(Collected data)
PR #311, opened 2023-01-20
Install `lodash.clonedeep` package

### LINKED ISSUE #57: Avoid direct usage of `JSON.parse(JSON.stringify(foo))`
It could be a bad practice to clone a js object in this way:

https://github.com/g3w-suite/g3w-client/blob/90e16348f9486158e0d65e403abcab25f60e9aa4/src/app/core/applicationservice.js#L631

https://github.com/g3w-suite/g3w-client/blob/6e5b47a672ed6bd62cbc6f92f515c3effc1639c5/src/app/core/layers/tablelayer.js#L447

Anyway, it would be better to introduce a utility function to declare the obscure sense of such a invocations chain.

Raruto:
## List of changes

- make explicit this dependency by installing the `lodash.clonedeep` package (ref: `package.json`)
- replace global references to window variable `_.cloneDeep` with internal `_cloneDeep` function (ref: `lodash.clonedeep`)
- ref: https://github.com/g3w-suite/g3w-client/issues/57
  - refactor function `ApplicationService::cloneLayout()` in order to make use of `lodash.clonedeep` package
  - refactor function `ApplicationService::cloneLayout()` in order to make use of `lodash.clonedeep` package

Closes: https://github.com/g3w-suite/g3w-client/issues/57


volterra79:
@Raruto we can take in accont https://developer.mozilla.org/en-US/docs/Web/API/structuredClone

Raruto:
> we can take in accont https://developer.mozilla.org/en-US/docs/Web/API/structuredClone

## [Features and limitations:](https://web.dev/structured-clone/#features-and-limitations)

Structured cloning addresses many (although not all) shortcomings of the `JSON.stringify()` technique. Structured cloning can handle cyclical data structures, support many built-in data types and is generally more robust and often faster.

However, it still has some limitations that may catch you off-guard:

- **Prototypes:** If you use `structuredClone()` with a class instance, you’ll get a plain object as the return value, as **structured cloning discards the object’s prototype chain.**
- **Functions:** If your object contains functions, they will be _quietly_ discarded.
- **Non-cloneables:** Some values are not structured cloneable, most notably `Error` and DOM nodes. It will cause `structuredClone()` to throw.

If any of these limitations are a deal-breaker for your use-case, **libraries like Lodash still provide custom implementations of other deep-cloning algorithms** that may or may not fit your use-case.

volterra79:
@Raruto i think we need to reduce dependencies instead to add one more. What do you think?

Raruto:
@volterra79 Deep cloning is a complex thing.

As is the browser's native `structuredClone` cannot replace the lodash's one (ref: https://github.com/g3w-suite/g3w-client/pull/311#issuecomment-1645048652).

In the future it would be possible to code some custom cloning algorithms, but for now it's simply best to make explicit the lodash dependency.

So let's start identifying the individual functions that will need to be replaced (that's why I didn't include the whole `lodash` library).

volterra79 (approved):

PR #316, opened 2023-02-01
Zoom to layer bounds after double clicking on related legend item (TOC)

volterra79:
In case of layer that has geometry, for example  in below image  if double click on **building**, it is possible to zoom to layer:

Screenshot from 2023-02-01 17-05-27

In case of single click,  **building** is select:

Screenshot from 2023-02-01 17-06-06

### DIFF
--- a/src/components/CatalogTristateTree.vue
+++ b/src/components/CatalogTristateTree.vue
@@ -5,7 +5,7 @@
 
 <template>
   <li
-    class="tree-item" @contextmenu.prevent.stop="showLayerMenu(layerstree, $event)" @click.prevent="select" :style="{marginLeft: !isGroup ? '5px' : '0'}"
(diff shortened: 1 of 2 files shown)


src/components/CatalogTristateTree.vue
```diff
@@ -81,6 +81,15 @@ import GUI from 'services/gui';
...
 
+/**
+ * @since v3.8
+ *
+ */
+const CLICKDOUBLECLICKEVENT = {
+  count: 0, // count click event
+  timeoutID: null // timeoutID return by setTimeout Function
+};
+
```
Raruto: 1. the `@since` tag is superfluous if the variable is not exported

2. explain better the use of the `CLICKDOUBLECLICKEVENT` variable, (eg. why is it not possible to use vue attributes? `@dblclick=` and `@click=`)

Raruto (changes requested):

Raruto (approved):

PR #328, opened 2023-02-10
Keep layer legend visible in a separate TAB regardless of layer scale dependency visibility

### LINKED ISSUE #327: Legend disappear when a layer change is visibility due scale dependence visibility
### Checklist

### Subject of the issue

If a layer change his visibility based on scale, legend on tab disappear

Screenshot from 2023-02-10 10-47-36

### Steps to reproduce

1. Set on QGIS project a layer with  **Scale dependency visibility**  (in our example **building**)

Screenshot from 2023-02-10 10-49-42

2. Save a QGIS project with layer at scale where layer set on point (1) is not visible

Screenshot from 2023-02-10 10-56-51

3. When Project is loaded on G3W-SUITE application, active legend tab

Screenshot from 2023-02-10 10-54-02

4. With legend tab active zoom to a scale where layer **building** layer is visible. Legend disappear

Screenshot from 2023-02-10 10-57-43

### Environment

- g3w-admin: v3.5
- g3w-client: v3.7.7
- browser: all

### Link to your project

_No response_

### Additional info

_No response_

volterra79:
Closes: #327 

Screenshot from 2023-02-10 11-01-36

### DIFF
--- a/src/components/CatalogLayersLegendItems.vue
+++ b/src/components/CatalogLayersLegendItems.vue
@@ -94,9 +94,8 @@ export default {
      * @returns {Promise<void>}
      */
     async getLegendSrc() {
-      /**
-       * need to be reset layers url
-       ***/
+
+      // reset layers url
       this.legendurls = [];
 
       await this.$nextTick();
--- a/src/components/CatalogLayersLegendItems.vue
+++ b/src/components/CatalogLayersLegendItems.vue
@@ -6,22 +6,21 @@
 <template>
   <div class="legend-item">
 
-    <figure v-for="legendurl in legendurls" :key="legendurl.url">
+    <figure v-for="legendurl in legendurls">
+        <bar-loader
+          :loading="legendurl.loading"
+        />
 
-      <bar-loader
-        :loading="legendurl.loading"
-      ></bar-loader>
+        <img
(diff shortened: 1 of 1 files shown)


src/components/CatalogLayersLegendItems.vue
```diff
@@ -91,22 +89,31 @@ export default {
       return catalogLayer && catalogLayer.getLegendUrl(params, { format: 'image/png', categories: layer.categories });
     },
 
-    async getLegendSrc(_layers) {
+    /**
+     * get legend src for visible layers
+     * @returns {undefined}
+     */
```
Raruto: Double check, I think the correct return would instead:

```suggestion
    /**
     * get legend src for visible layers
     * @returns {Promise<void>}
     */
```
it also seems that we are missing a `return` statement, otherwise how can the line following be executed?

```js
await this.getLegendSrc(this.layers); // it waits indefinitely?

changeLayersLegend.forEach(layer => layer.legend.change = false); 
```

**PS** perhaps we should found a more descriptive name for the `getLegendSrc()` function if it returns no value (ref: `@returns {undefined}`)

Raruto (approved):

PR #57, opened 2015-10-17
allow for local addons to be specified via absolute paths

ofZach:
this is a PR to work through getting local addons to work in the gui.  

I am allowing them to be specified at the command line via absolute paths which get converted to relative paths to the project in the command line tool as the project is generated (ie, if you have a folder called localAddons in the root, and you pass in -a"/users/......./ofxTemp" it will be like adding ../../../localAddons/ofxTemp to your project) .  On the gui side, it's much easier to take a relative path to OF for the local addon (or absoute path) and store it internally as an absolute path....

I've added support in settings.json and in the gui now, just working on storing and passing through the right things, and on dealing with parsing addons.make on import. 

as I get stuff to work, I'll check it in...

### DIFF
--- a/ofxProjectGenerator/src/projects/baseProject.cpp
+++ b/ofxProjectGenerator/src/projects/baseProject.cpp
@@ -234,8 +234,18 @@ void baseProject::addAddon(std::string addonName){
     ofAddon addon;
     addon.pathToOF = getOFRelPath(projectDir);
     addon.pathToProject = ofFilePath::getAbsolutePath(projectDir);
+    
+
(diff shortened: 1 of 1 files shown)


arturoc:
that makes a lot of sense, specifying paths from the command line as relative to the project was kind of strange. only thing, be careful that specifying things through addons.make still works as relative from the project

ofZach:
going to merge this even if we not using these absolute paths via the gui....  I feel like it's generally a useful thing to have as an option.

PR #70, opened 2015-10-26
fixes for framework linking

ofZach:
this is the fix for https://github.com/openframeworks/openFrameworks/issues/3774 as reported by @bangnoise against the 0.9rc2


ofZach:
ok I am merging this now....  I think this fixes things but it should be tested.

PR #72, opened 2015-10-28
skipping some addons

ofZach:
this skips listing some addons in the PG list, which should help w/ errors like including ofxiOS twice.

### DIFF
--- a/projectGeneratorElectron/index.js
+++ b/projectGeneratorElectron/index.js
@@ -301,25 +301,9 @@ function parseAddonsAndUpdateSelect(arg) {
     //path = require('path').resolve(__dirname, defaultOfPath + "/addons");
     addons = getDirectories(arg + "/addons","ofx");
 
-    var a = addons;
-    var b = addonsToSkip;
-    var addonsThatShouldBeShown = [];
-    var found;
-    for (var i = 0; i < a.length; i++) {
-        found = false;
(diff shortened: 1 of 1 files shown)


projectGeneratorElectron/index.js
```diff
@@ -289,6 +300,27 @@ function parseAddonsAndUpdateSelect(arg) {
...
+                break;
+            }
+        }
+        if (!found) {
+            addonsThatShouldBeShown.push(a[i]);
+        }
+    }
+
+    addons = addonsThatShouldBeShown;
+
```
arturoc: this should work but in javascript you have this nice functional operators for collections where you can do something like:

```js
addons = addons.filter( function(addon) {
    return !addonsToSkip.contains(addon);
});
```

ofZach: cool -- but I get "addonsToSkip.contains is not a function" error....

arturoc: oh, might be a later addition, i think `includes` instead of contains should work and this should work for sure:

```js
addons = addons.filter( function(addon) {
    return addonsToSkip.indexOf(addon)==-1;
});
```

ofZach:
updated the filtering via @arturoc's comments....   this change seems good, I'm going to merge.

PR #74, opened 2015-10-29
this is a good icon

ofZach:
this adds a missing .icns file.  On osx this work, but I'm not 100% sure about icons on other platforms: 

screen shot 2015-10-29 at 10 07 02 am


ofZach:
this PR has a funny name, but you get the idea :)

mattfelsen:
I might be opening a whole can of worms here, but... I kind of got attached to that circular electron one with the white border, so I took a quick stab and marrying that with the OF logo. Good/bad? Also I don't know how to turn this into an .icns file but here's a 1024x1024 png

of-electron

ofZach:
ok !  switched it up (I use icns builder)....

now looks like: 

screen shot 2015-10-29 at 10 32 40 am

mattfelsen:
hawt

ofZach:
merging this in now...

Issue #80, opened 2015-11-09
A Javascript error occured in browser process


KavinHan:
**When i click this button:**
![image](https://cloud.githubusercontent.com/assets/3361694/11024644/d3d2387a-86d4-11e5-886a-b46080250815.png)

**I get this error:**
![image](https://cloud.githubusercontent.com/assets/3361694/11024663/141c3890-86d5-11e5-99ba-cda2a1dd05bb.png)

-----
My PC:
OS: windows 10, 64-bit
CPU: i7-4770
oF: 0.9.0_vs_release

ofZach:
thanks! I've been able to recreate this over here...   have just submitted a PR which should help.

ofZach:
I've merged this in -- if you are feeling adventurous -- feel free to change this line in index.js inside the project generator folder (I can't remember exactly where is located on windows but maybe in resources/app): 

https://github.com/openframeworks/projectGenerator/pull/81/files

and let me know if it helps -- otherwise, this change should be in the nightlies shortly (which you can find on the openFrameworks download page...  might take another 24 hours to wind up there)

ofZach:
(ping @Daandelange since this seems like an error we both saw at some points)

KavinHan:
Thank you @ofZach. 

this commit works good.! ^^
https://github.com/openframeworks/projectGenerator/pull/81/files

I think this issues can close~~

ofZach:
thanks!  closing this then...   thanks for the reporting and testing

PR #81, opened 2015-11-09
fix for join not working

ofZach:
this is a potential fix for https://github.com/openframeworks/projectGenerator/issues/80


ofZach:
@Daandelange -- quick ping, this looks right, right?  (I remember we had to use temp path objects elsewhere for similar errors)....

ofZach:
I'm going to merge this for now since it seems to do the right thing to me over here and we can test the nightlies once it's in...

Daandelange:
(yes, looks OK to me)

PR #84, opened 2015-11-09
Fix select addons list height problem

KavinHan:
Problem:
**If selected addons is empty then looks is ok. 
you can see ofxAffineTransformation addon at top**

**But if has some selected addons then have a problem. 
The ofxAffineTransformation was display at behind of top header bar. 
So i change the select height to `max-height: 16em !important;`**

---

I'm sorry about my terrible English...=,=
Can u understand this problem?...May be u have a better solution. I just try to fix it.^^


danoli3:
thanks this was fixed

PR #86, opened 2015-11-09
Added command line target to xcode project

HalfdanJ:
I've created a new target in the command line xcode project that compiles directly to a command line application, instead to an .app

# Exercise requirements
Search the records for the word "from" and return every line that holds it.

# Reply
Screenshot from 2023-02-01 17-05-27
Screenshot from 2023-02-01 17-06-06
@@ -81,6 +81,15 @@ import GUI from 'services/gui';
Screenshot from 2023-02-10 10-47-36
Screenshot from 2023-02-10 10-49-42
Screenshot from 2023-02-10 10-56-51
Screenshot from 2023-02-10 10-54-02
Screenshot from 2023-02-10 10-57-43
Screenshot from 2023-02-10 11-01-36
that makes a lot of sense, specifying paths from the command line as relative to the project was kind of strange. only thing, be careful that specifying things through addons.make still works as relative from the project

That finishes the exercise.